If you wanna slay, you know you’ve gotta rock a little vintage. Since San Francisco days, I’ve always loved a good vintage store. Here in Budapest, you wanna stop by Szputnyik. It’s where all the cool kids are. Here is a fashion concept that mixes old and new, romantic vintage, provocative and modern styles. You know I was all over it.
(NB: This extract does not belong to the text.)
PR #529, opened 2024-01-08
New Hardhat & Solidity versions

### LINKED ISSUE #524: Update Solidity pragma version and Hardhat in Semaphore V4

cedoor:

A really adorable hotel on the Pest side is Palazzo Zichy, which was a place from the 19th century transformed into a boutique hotel. Highly ranked on TripAdvisor, Palazzo Zichy is perfect for the low-key traveler looking for a more intimate vibe. 80 contemporary rooms come with complimentary breakfast, coffee and tea and cocktail hours. Bang for the buck!
SEE: Heroes’ Square
Budapest, Hősök tere, 1146 Hungary (map)
Heroes’ Square hosts many important political events throughout Hungarian history. You can see statues of the famous Seven Chiefains (leaders of seven tribes,) and other national leaders and the Tomb of the Unknown Soldier.
Right next to Heroes’ Square is the incredible castle of Vajdahunyad. Built in 1896, the Romanesque, Gothic, Renaissance, and Baroque-style castle was a celebration of 1,000 years of Hungary since the Hungarian Conquest of the Carpathian Basin.
Between 1910 to 1930’s, coffee culture became huge in Budapest among writers, poets and artists. On the famous Andrassy Avenue across from the Opera House is Muvesz, which means “artist”, is one of the more famous coffee houses. Sit back, eat, drink, munch and take in all that artistic ambiance.
Great Market Hall or Central Market Hall is the largest and oldest indoor market in Budapest. On the first floor, you can find product, meats, pastries, candies, spices and spirits. The second floor has eateries and souvenirs. Closed on Sundays, the market is a great place for a quick meal.